With my limited knowledge of public utilities operations, I assume someone manually leverages real-time weather information and then dispatches and directs plow routes based on how the storm hits certain areas. While this process works, this might not always be optimal. In my analytics career, I have worked on many transportation transformation processes where the bottleneck was the dispatch operations. Not because they were not efficient or productive. But, as humans, our ability to absorb many information sources and process them simultaneously to output an optimal result is limited.

And this is where AI can help.

We can develop an AI-paired optimization algorithm to help navigate the complexity of real-time, dynamic dispatching. These algorithms can also make a powerful impact in the corporate sector, wherever real-time dispatching is leveraged.

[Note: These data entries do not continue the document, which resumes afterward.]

PR #767, opened 2026-08-02
WBPL games via statsapi-like adaptor api

WardBrian:
This adds a new league option (#766) "WPBL"

image

image

---

The Women's Pro Baseball League has an api hosted at https://stats.womensprobaseballleague.com

Known endpoints:
- Schedule: `v1/games` https://stats.womensprobaseballleague.com/v1/games
- Game overview: `v1/games/{ID}` https://stats.womensprobaseballleague.com/v1/games/8alsgvzc90ypwphl
- Game play-by-play: `v1/games/{ID}/boxscore` https://stats.womensprobaseballleague.com/v1/games/8alsgvzc90ypwphl/boxscore
- Teams: `v1/teams` https://stats.womensprobaseballleague.com/v1/teams
- Team info: `v1/teams/{ID}` https://stats.womensprobaseballleague.com/v1/teams/v4gisr4rbgmn67b0/

This API is fairly different from `statsapi`. To get something basic off the ground and edit as little as possible, I wrote a small wpbl_statsapi_adaptor which queries these and returns objects that look more like what we expect from `statsapi`. There are definitely some missing values (e.g., I can't find a way to get the due up batters, or the winning pitcher), but it seems fine for basic display. 

Will need to monitor as a live game actually happens and update accordingly. We might also run into rate limiting issues with our default refresh rates.


data/game.py
```diff
@@ -68,11 +69,18 @@ def update(self, force=False, testing_params={}) -> UpdateStatus:
...
+                        {"gamePk": self.game_id, "fields": API_FIELDS} | testing_params,
+                        request_kwargs={"headers": data.headers.API_HEADERS},
+                    )
+
+                else:
+                    live_data = statsapi.get(
+                        "game",
+                        {"gamePk": self.game_id, "fields": API_FIELDS} | testing_params,
+                        request_kwargs={"headers": data.headers.API_HEADERS},
+                    )
```
ty-porter: Not opposed to this as-is to get beta support out for WPBL

I think these should be a true adapter pattern -- pass game ID to the top-level adapter which selects either statsapi or WPBL as the request backend. (I think this is what you were discussing in Discord, just calling it out explicitly).

Either way, this an easy refactor if we don't do this now.

ty-porter (approved):

data/game.py
WardBrian: I decided the right thing to do is associate each 'league' with its own API. Curious what you think of the latest push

Every input source, currently in the form of papers, phone calls, emails, etc., can be re-engineered to work seamlessly with such a solution.

In this specific example, the current location of plows, their capacities/capabilities, GIS data paired with weather data, information extracted from calls to an automated line, email extracts, and publicly available data (like a local news channel reporting on a traffic snarl on a particular street due to snow accumulation) can be processed in seconds, to ensure that despite the mayhem, the city can provide maximum coverage with the amount of resources that are available to it.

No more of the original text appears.